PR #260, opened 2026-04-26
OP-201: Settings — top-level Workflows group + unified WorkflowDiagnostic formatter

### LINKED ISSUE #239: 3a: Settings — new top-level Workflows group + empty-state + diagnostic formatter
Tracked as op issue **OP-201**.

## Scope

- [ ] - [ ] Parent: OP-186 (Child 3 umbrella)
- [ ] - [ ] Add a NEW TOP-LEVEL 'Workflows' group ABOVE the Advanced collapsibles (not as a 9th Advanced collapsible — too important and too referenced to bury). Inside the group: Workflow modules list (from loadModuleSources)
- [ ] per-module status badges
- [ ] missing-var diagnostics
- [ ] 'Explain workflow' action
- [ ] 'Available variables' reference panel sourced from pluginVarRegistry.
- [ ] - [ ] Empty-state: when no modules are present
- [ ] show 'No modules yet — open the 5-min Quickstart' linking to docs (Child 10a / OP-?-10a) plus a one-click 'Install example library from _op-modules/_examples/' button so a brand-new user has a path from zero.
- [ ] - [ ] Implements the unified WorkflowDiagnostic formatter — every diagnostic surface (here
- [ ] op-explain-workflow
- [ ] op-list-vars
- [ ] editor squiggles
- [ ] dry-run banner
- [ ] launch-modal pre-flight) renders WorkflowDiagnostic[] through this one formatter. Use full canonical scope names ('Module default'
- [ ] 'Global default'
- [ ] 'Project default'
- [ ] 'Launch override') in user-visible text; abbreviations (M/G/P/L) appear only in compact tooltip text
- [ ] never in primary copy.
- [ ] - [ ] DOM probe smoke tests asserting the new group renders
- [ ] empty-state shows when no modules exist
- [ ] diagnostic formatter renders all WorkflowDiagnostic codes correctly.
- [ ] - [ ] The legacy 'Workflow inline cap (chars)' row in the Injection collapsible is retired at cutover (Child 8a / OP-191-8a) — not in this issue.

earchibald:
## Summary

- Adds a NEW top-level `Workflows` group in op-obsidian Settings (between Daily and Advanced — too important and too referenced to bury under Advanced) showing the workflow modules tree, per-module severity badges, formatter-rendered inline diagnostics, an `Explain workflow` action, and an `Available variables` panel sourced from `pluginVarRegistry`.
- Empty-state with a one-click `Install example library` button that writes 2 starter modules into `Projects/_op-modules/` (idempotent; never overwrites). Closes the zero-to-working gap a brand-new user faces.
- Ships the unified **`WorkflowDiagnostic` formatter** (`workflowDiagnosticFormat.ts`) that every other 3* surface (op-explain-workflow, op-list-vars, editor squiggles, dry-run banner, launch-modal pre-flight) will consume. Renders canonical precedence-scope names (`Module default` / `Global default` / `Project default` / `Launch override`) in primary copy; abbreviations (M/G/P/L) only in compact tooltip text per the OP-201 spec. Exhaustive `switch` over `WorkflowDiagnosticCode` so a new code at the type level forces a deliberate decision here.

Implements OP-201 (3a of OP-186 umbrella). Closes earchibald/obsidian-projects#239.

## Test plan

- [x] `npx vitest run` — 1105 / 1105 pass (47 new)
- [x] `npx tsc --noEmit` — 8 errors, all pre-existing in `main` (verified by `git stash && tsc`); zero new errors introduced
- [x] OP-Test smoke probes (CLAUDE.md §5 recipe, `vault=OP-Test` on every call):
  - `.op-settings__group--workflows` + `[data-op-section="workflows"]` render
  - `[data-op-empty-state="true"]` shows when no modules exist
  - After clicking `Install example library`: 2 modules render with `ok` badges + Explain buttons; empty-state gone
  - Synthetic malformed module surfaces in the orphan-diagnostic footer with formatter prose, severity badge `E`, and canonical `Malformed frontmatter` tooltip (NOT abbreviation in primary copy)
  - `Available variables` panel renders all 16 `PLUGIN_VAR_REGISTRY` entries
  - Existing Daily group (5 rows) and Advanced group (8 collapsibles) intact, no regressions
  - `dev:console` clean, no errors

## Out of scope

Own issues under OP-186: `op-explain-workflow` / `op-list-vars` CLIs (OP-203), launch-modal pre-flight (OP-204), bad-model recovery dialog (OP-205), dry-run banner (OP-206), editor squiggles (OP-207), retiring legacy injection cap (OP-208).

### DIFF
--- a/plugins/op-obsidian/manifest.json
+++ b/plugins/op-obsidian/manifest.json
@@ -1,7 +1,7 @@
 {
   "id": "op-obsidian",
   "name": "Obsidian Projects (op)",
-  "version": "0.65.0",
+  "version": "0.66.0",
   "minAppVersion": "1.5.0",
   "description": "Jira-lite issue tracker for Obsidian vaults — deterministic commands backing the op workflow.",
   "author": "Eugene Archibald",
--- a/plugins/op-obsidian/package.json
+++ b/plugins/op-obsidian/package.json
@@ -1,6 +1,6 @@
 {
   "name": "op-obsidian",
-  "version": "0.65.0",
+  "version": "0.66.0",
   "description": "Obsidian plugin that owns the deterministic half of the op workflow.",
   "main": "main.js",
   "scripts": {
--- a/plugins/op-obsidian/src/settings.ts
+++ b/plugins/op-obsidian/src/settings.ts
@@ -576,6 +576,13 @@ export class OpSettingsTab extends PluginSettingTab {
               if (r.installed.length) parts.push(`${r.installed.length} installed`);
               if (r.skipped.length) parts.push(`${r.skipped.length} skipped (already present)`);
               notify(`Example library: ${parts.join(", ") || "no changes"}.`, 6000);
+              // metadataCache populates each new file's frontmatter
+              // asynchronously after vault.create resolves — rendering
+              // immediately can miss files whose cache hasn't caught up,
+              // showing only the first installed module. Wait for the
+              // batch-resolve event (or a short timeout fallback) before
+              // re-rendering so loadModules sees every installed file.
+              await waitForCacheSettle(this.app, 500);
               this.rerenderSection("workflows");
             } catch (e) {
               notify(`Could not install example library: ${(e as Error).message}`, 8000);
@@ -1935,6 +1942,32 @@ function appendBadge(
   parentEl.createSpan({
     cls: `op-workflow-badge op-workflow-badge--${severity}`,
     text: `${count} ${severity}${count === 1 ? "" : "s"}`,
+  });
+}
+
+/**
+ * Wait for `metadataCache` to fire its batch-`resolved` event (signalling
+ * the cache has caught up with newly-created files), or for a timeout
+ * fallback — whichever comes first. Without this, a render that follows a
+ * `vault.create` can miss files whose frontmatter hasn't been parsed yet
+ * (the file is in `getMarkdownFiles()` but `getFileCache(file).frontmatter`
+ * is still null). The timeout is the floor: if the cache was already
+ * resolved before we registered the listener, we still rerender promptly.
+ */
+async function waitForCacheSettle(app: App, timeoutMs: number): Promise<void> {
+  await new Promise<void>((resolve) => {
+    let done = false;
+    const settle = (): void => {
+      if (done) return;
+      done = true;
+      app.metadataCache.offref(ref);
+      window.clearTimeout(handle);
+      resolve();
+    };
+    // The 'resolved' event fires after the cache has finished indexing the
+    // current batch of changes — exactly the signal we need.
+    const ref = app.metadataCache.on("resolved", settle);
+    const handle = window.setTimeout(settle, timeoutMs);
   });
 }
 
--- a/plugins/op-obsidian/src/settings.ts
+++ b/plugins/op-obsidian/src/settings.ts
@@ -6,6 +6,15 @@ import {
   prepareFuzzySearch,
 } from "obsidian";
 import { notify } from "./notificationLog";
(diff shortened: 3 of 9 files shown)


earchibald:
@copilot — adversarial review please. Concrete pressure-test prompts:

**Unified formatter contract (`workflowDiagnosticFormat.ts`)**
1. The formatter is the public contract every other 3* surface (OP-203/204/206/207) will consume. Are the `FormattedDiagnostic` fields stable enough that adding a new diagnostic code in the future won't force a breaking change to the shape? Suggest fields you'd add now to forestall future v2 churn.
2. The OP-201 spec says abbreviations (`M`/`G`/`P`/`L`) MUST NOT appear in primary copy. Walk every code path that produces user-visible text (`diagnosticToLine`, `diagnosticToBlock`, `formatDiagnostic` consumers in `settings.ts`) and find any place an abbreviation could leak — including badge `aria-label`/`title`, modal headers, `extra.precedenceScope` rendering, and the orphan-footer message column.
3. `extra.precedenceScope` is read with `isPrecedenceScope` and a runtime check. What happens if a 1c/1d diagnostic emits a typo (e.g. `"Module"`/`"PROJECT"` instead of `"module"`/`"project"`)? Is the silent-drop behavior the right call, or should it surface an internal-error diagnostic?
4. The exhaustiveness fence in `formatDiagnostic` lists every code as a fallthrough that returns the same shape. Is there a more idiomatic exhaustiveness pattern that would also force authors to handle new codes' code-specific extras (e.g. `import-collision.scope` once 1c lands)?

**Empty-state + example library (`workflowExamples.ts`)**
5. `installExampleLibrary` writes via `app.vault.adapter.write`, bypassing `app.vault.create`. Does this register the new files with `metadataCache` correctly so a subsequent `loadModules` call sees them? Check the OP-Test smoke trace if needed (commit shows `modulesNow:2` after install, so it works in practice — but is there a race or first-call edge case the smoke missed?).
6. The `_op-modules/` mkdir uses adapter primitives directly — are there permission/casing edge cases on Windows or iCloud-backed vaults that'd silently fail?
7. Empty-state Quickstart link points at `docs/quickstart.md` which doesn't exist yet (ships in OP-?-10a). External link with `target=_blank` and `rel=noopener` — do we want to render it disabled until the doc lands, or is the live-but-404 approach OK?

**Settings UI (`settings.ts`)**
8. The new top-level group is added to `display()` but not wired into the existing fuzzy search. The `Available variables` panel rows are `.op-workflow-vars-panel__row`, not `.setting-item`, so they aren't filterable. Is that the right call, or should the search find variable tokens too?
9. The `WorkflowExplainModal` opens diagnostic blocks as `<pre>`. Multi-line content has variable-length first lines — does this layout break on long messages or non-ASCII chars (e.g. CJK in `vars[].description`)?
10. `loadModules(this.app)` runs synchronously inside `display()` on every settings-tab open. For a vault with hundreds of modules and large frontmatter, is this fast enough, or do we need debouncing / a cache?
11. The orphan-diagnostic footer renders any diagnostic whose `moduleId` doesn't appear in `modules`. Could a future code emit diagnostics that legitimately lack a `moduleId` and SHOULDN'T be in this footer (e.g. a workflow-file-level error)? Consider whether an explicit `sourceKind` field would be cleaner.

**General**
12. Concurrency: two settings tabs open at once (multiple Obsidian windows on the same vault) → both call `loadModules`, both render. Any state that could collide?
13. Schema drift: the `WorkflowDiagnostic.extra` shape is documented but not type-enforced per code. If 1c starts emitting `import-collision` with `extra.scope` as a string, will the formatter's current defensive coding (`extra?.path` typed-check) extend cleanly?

==============================

**TASK**
The entries above hold a line with "that follows a" and a later line with "adversarial review please.". Write out exactly those lines and all lines between, nothing more.

**SOLVED EXERCISE**
+ * fallback — whichever comes first. Without this, a render that follows a
+ * `vault.create` can miss files whose frontmatter hasn't been parsed yet
+ * (the file is in `getMarkdownFiles()` but `getFileCache(file).frontmatter`
+ * is still null). The timeout is the floor: if the cache was already
+ * resolved before we registered the listener, we still rerender promptly.
+ */
+async function waitForCacheSettle(app: App, timeoutMs: number): Promise<void> {
+  await new Promise<void>((resolve) => {
+    let done = false;
+    const settle = (): void => {
+      if (done) return;
+      done = true;
+      app.metadataCache.offref(ref);
+      window.clearTimeout(handle);
+      resolve();
+    };
+    // The 'resolved' event fires after the cache has finished indexing the
+    // current batch of changes — exactly the signal we need.
+    const ref = app.metadataCache.on("resolved", settle);
+    const handle = window.setTimeout(settle, timeoutMs);
   });
 }
 
--- a/plugins/op-obsidian/src/settings.ts
+++ b/plugins/op-obsidian/src/settings.ts
@@ -6,6 +6,15 @@ import {
   prepareFuzzySearch,
 } from "obsidian";
 import { notify } from "./notificationLog";
(diff shortened: 3 of 9 files shown)


earchibald:
@copilot — adversarial review please. Concrete pressure-test prompts:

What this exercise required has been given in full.